The default settings for the C++ Standard Library provided conversion objects (<codecvt>) will throw range exceptions when code points are encountered that are outside the range for the source or target encoding. Few are aware of this and even fewer know how to work around it, so please use the utility functions provided in Unicode.h and never roll your own.
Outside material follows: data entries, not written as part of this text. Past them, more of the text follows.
PR #972, opened 2026-08-17
test(gate): hold every jdx CLI to the reference, not only mise

jdx:
The parity gate read one spec, so it was blind to everything mise's CLI
happens not to do — and mise misses more than it looks like it would. Three
bugs were living in that blind spot, and none of them is exotic:

| | what mise does | what hid it |
|---|---|---|
| version banner | declares no `version` | nothing to print, so both sides agreed |
| optional flag value | has none | `<X>` vs `[X]` never came up |
| description ending in a break | none in `Commands:` | the stray blank never appeared |

Between them they changed the front page of five of the seven CLIs. Each was
found by running the comparison by hand over the fleet; this is that run, made
a test, so the next one is found by CI instead.

Seven specs, 492 commands, both help forms each. The specs are checked in for
the reason `benches/mise.usage.kdl` is: the comparison needs a fixed input and
a reviewer needs to be able to read the diff. `gen-shadow` regenerates all
seven shadows, so the CI no-diff check covers them and a change to the derive's
vocabulary has to be committed rather than discovered later.

It is a large diff — 16k lines — and almost all of it is generated: 6.9k of
vendored spec and 9k of emitted tables. The hand-written part is
`benches/gate/tests/fleet.rs` and six lines of `mise.toml`.

Mutation-checked against the bugs it exists for. Dropping `version` again:

    hk — 2 page(s) differ:  fnox — 2  pitchfork — 2  aube — 2

and un-rendering the optional bracket:

    pitchfork — 6 page(s) differ:  aube — 2

Adding a CLI here is how a new adopter's shape gets covered; see
`benches/fleet/README.md`.

---

---

> [!NOTE]
> **Low Risk**
> Test and fixture expansion with generated shadows; no production CLI or auth paths changed.
> 
> **Overview**
> Extends the parity gate so **usage-argv shadow help** is checked against **usage-lib** for seven jdx CLIs, not only mise. Checked-in `benches/fleet/*.usage.kdl` snapshots (from each tool’s `usage` subcommand) are the fixed inputs; `benches/gate/tests/fleet.rs` walks every command path and compares short and long help.
> 
> Adds six generated `shadow-*` workspace crates (hk, fnox, pitchfork, aube, tak, communique) plus bench members, wired into the gate as dev-dependencies. `benches/fleet/README.md` documents why the fleet exists—mise-only coverage missed version banners, optional flag value brackets, and trailing-break formatting that showed up on other CLIs.
> 
> The diff is mostly generated spec and shadow tables; the behavioral change is CI enforcing renderer agreement across ~492 commands and both help forms.
> 
> <sup>Reviewed by [Cursor Bugbot](https://cursor.com/bugbot) for commit ff91ff1902a09030c34505b10159c78ddf21a08d. Bugbot is set up for automated code reviews on this repo. Configure [here](https://www.cursor.com/dashboard/bugbot).</sup>


jdx:
Valid — fixed in `ff91ff1`, and it addresses a concern I raised on the PR myself.

Only `tests/fleet.rs` names the six fleet shadows, so a release or perf build of the gate was compiling generated crates it never calls. Moved to `[dev-dependencies]`, the same reasoning this file already records for `usage-lib` and `usage-cli`. `shadow-mise` and `shadow-mise-clap` stay in `[dependencies]` because the benchmarks are the thing that runs them.

Separately, thank you for `2f718f6` — comparing the command sets in both directions is better than what I wrote. My version walked the shadow's tree and silently skipped anything it couldn't find in the spec, so a command present in the spec but missing from the shadow passed quietly. That commit also needed a `cargo fmt`, which is what the `test` job was failing on; that's fixed and the job is green.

Don’t use the std::experimental_filesystem::path facilities because they are not supported on all of Carbonite’s target platforms (Tegra) and secondly are error prone to use because by default these facilities will use wide strings with backslashes on Windows but UTF-8 on Linux with forward slashes. You need to be careful to call the right u8string accessor and u8path constructors in order to not bungle it up. Just avoid this mess altogether and use Path.h.

Fortunately, we only need to deal with the wide characters on Windows so the conversion functions to/from those are only available on the Windows platform. In general just write:

#include <carb/extras/Unicode.h>

and use the functions provided for your platform, knowing that you are doing it right.